| Required action |
Search the data for the string "opened" and extract every line where it appears.

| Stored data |
----------
PR #923, opened 2023-07-12
docs: Add source code links to bricks' docs

fran-unstructured:
Adding the source code for each brick in bricks.rst, and resorting partition_tsv and partition_org to keep alphabetical order.

I added only the file link for the source code links and not the line of the particular function to keep it maintainable.


MthwRobinson (approved):
LGTM! And thanks for the alphabetical ordering fix.

Issue #521, opened 2023-04-26
Out of memory processing pdf


qued:
Running `partition_pdf` on the following document resulted in a killed process due to running out of memory on Ubuntu. The machine has (only) 8 gigs of memory total.

Since pages are processed individually, only one page should sit in memory at a time. Maybe that's not true? Or is one particular page of this document causing an issue?

[irm02-003-059--2022-12-12.pdf](https://github.com/Unstructured-IO/unstructured/files/11337442/irm02-003-059--2022-12-12.pdf)

qued:
Closing as addressed by [PR #136](https://github.com/Unstructured-IO/unstructured-inference/pull/136). Thanks @christinestraub !

christinestraub:
@qued Created [PR #924](https://github.com/Unstructured-IO/unstructured/pull/924)

PR #924, opened 2023-07-12
Fix/521 pdf2image memory error

christinestraub:
### Summary
Closes [issue #521](https://github.com/Unstructured-IO/unstructured/issues/521). Implements the same logic as [unstructured-inference/PR #136](https://github.com/Unstructured-IO/unstructured-inference/pull/136) for the `ocr_only` strategy.

- Add functionality to convert a PDF in small chunks of pages at a time
- Add functionality to write images to computer storage temporarily instead of keeping them in memory
- Set the file's current position to the beginning after reading the file in `convert_to_bytes`

### Testing
```
filename = "example-docs/pdf2image-memory-error-test-400p.pdf"
elements = partition_pdf(filename, strategy="ocr_only")
```


unstructured/partition/pdf.py
```diff
@@ -363,6 +364,38 @@ def _process_pdfminer_pages(
...
+                first_page=start_page,
+                last_page=end_page,
+            )
+        else:
+            chunk_images = pdf2image.convert_from_path(
+                filename,
+                first_page=start_page,
+                last_page=end_page,
+            )
+        yield chunk_images
```
qued, line 396: The only improvement I can think of would be to `yield` the individual images rather than the chunks, while still handling things as chunks under the hood. However, I think what's here is good to commit rather than delaying. We can come back later and tweak the interface.

unstructured/partition/pdf.py
```diff
@@ -363,6 +364,38 @@ def _process_pdfminer_pages(
     return elements
 
 
+def convert_pdf_to_images(
+    filename: str = "",
+    file: Optional[Union[bytes, BinaryIO, SpooledTemporaryFile]] = None,
+    chunk_size: int = 10,
+) -> Iterator[List[object]]:
+    # Convert a PDF in small chunks of pages at a time (e.g. 1-10, 11-20... and so on)
```
qued, line 372:
```suggestion
    ```Convert a PDF in small chunks of pages at a time (e.g. 1-10, 11-20... and so on)```
```

qued (approved):
LGTM, I like the generator implementation! One formatting tweak, and a general (nonblocking) suggestion for the function interface.

unstructured/partition/pdf.py
christinestraub: @qued I got your point. At first, I also considered yielding individual images rather than chunks so I compared elapsed time when `chunk_size` is 1 and `chunk_size` is 10. The result showed that handling things as chunks is a bit faster than handling things as individual images. Please check the test result below. 

```
- chunk_size: 1
    - elapsed_time: 835.2164249420166
    - memory_peak: 255.3 MB
- chunk_size: 10
    - elapsed_time: 808.2655990123749
    - memory_peak: 277.3 MB
```

unstructured/partition/pdf.py
christinestraub: LGTM!

unstructured/partition/pdf.py
qued: To be clear, I'm saying we should load chunks, but yield individual images from the generator, so that we get the efficiency of chunks but the person using the generator doesn't have to manage the chunks.

christinestraub: Sounds good! I'll get to that soon. Thanks for your suggestion! @qued

unstructured/partition/pdf.py
```diff
@@ -363,6 +364,40 @@ def _process_pdfminer_pages(
     return elements
 
 
+def convert_pdf_to_images(
+    filename: str = "",
+    file: Optional[Union[bytes, BinaryIO, SpooledTemporaryFile]] = None,
+    chunk_size: int = 10,
+) -> Iterator[List[object]]:
```
qued, line 371: Should this change now?
```suggestion
) -> Iterator[PIL.Image.Image]:
```

christinestraub: Fixed it. Thanks!

PR #926, opened 2023-07-13
Add min_partition kwarg to that combines elements below a specified threshold

Coniferish:
## Summary
Add min_partition kwarg to that combines elements below a specified threshold and modifies splitting of strings longer than max partition so words are not split.

## Testing
```
from unstructured.partition.text import split_content_to_fit_min_max
min_max_text = "This is a story. This is a story that doesn't matter because it is just being used as an example. Hi. Hello. Howdy. Hola. The example is simple and repetitive and long and somewhat boring, but it serves a purpose. End."
segments = split_content_to_fit_min_max(content=min_max_text, max_partition=75, min_partition=3)
segments = split_content_to_fit_min_max(content=min_max_text, max_partition=75, min_partition=6)
```


unstructured/partition/text.py
```diff
@@ -26,52 +27,125 @@
...
 
+def combine_paragraphs_less_than_min(
+    split_paragraphs: List[str],
+    max_partition: Optional[int] = 1500,
+    min_partition: Optional[int] = 0,
+) -> List[str]:
+    """Combine paragraphs less than min_partition while not exceeding max_partition."""
+    file_content: List[str] = []
+    tmp_paragraph = ""
+    y = 0
```
MthwRobinson, line 114: Could you give `x`, `y`, and `z` more descriptive variable names?

unstructured/partition/text.py
```diff
@@ -26,52 +27,125 @@
...
-    chunk = ""
-
-    for i, sentence in enumerate(sentences):
-        if len(sentence) > max_partition:
-            chunks.extend(_split_content_size_n(sentence, n=max_partition))
-
-        if len(chunk + " " + sentence) > max_partition:
-            chunks.append(chunk)
-            chunk = sentence
+    tmp = ""
```
MthwRobinson, line 68: Could you change this back to `chunk` (or `tmp_chunk` would be fine too) to make the role of the variable more clear?

unstructured/partition/text.py
```diff
@@ -26,52 +27,125 @@
...
+    for sentence in sentences:
+        if max_partition is not None and len(sentence) > max_partition:
```
MthwRobinson, line 70: Could you add comments to these conditionals since they're not totally self explanatory?

unstructured/partition/text.py
```diff
@@ -26,52 +27,125 @@
...
+    min_partition: Optional[int] = 0,
+) -> List[str]:
+    """Combine paragraphs less than min_partition while not exceeding max_partition."""
+    file_content: List[str] = []
+    tmp_paragraph = ""
+    y = 0
+    for x, paragraph in enumerate(split_paragraphs):
+        if y > x:
+            continue
+        if min_partition is not None and len(paragraph) < min_partition:
```
MthwRobinson, line 118: Same for the conditionals in this function, I think they would benefit from comments

MthwRobinson (changes requested):
Test cases look good. Added a couple of minor inline comments.

test_unstructured/documents/test_xml.py
```diff
@@ -44,6 +44,20 @@ def test_from_string(sample_document):
     assert type_tag.text.strip() == "10-K"
 
 
+def test_from_string_with_pre_tag():
+    sample_document = """
+    <pre>
```
MthwRobinson, line 49: I think the original bug reported for this had HTML in the `<pre>` tag, like this:

```html
<pre>
<p> Hello there! </p>
</pre>
```

@christinestraub already added a test for that in #642, so I don't think there's anything additional we need testing wise there (unless you noticed/fixed an issue with it).

unstructured/documents/xml.py
```diff
@@ -78,13 +78,15 @@ def _read_xml(self, content):
...
             except ValueError:
                 document_tree = etree.fromstring(content.encode(), self.parser)
-
             if "<pre>" and "</pre>" in content:
                 tree = etree.HTML(content)
                 for element in tree.xpath("//pre"):
                     if not element.text:
                         continue
-                    text_content = split_by_paragraph(element.text)
+                    text_content = [
```
MthwRobinson, line 86: I think a regular for loop is more readable here, but the list comprehension is fine too if you want to keep it

MthwRobinson (commented):
If you do `git commit -m "ingest-test-fixtures-update" --allow-empty` and push that, it'll trigger a ingest fixture update to fixed that failed job. Otherwise looks good once CI is passing!

test_unstructured/documents/test_xml.py
Coniferish: Ah, thanks! Didn't see that since the pre tag tests were in the auto and html test files. I think this test is still needed, though, because xml makes a call to that part of code--I forgot the exact reason why, but I was getting a test failure (maybe with the html test?), so I was ensuring things worked for xml partition as well. I can remove it if you don't think it's needed.

MthwRobinson: Yeah this is still a nice test to have too since the other one tests it from the partition function and not from the `XMLDocument` class. Thanks for adding it!

unstructured/documents/xml.py
Coniferish: So, something like this?
```
for element in partition_text(text=element.text, paragraph_grouper=False):
    text_content.append(element.text)
```

MthwRobinson: Yep! That'll do

MthwRobinson:
When I do this is looks like `max_partition` gets respected but not `min_partition`. Is that because there's no way to combine them that satisfies both? 

```python
In [20]: elements = partition_text(text=text, min_partition=50, max_partition=100)

In [21]: print("\n\n".join([str(el) for el in elements]))
This is a story. This is a story that doesn't matter because it is just being used as an example.

Hi. Hello. Howdy. Hola.

The example is simple and repetitive and long and somewhat boring, but it serves a purpose. End.

In [22]: len(elements[0].text)
Out[22]: 97

In [23]: len(elements[1].text)
Out[23]: 23

In [24]: len(elements[2].text)
Out[24]: 96
```

Coniferish:
> 

Yes, but I had the `elif` statement wrong, so the error I included wasn't being raised

MthwRobinson (approved):
LGTM!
----------
| Result of this exercise |
PR #923, opened 2023-07-12
Issue #521, opened 2023-04-26
PR #924, opened 2023-07-12
PR #926, opened 2023-07-13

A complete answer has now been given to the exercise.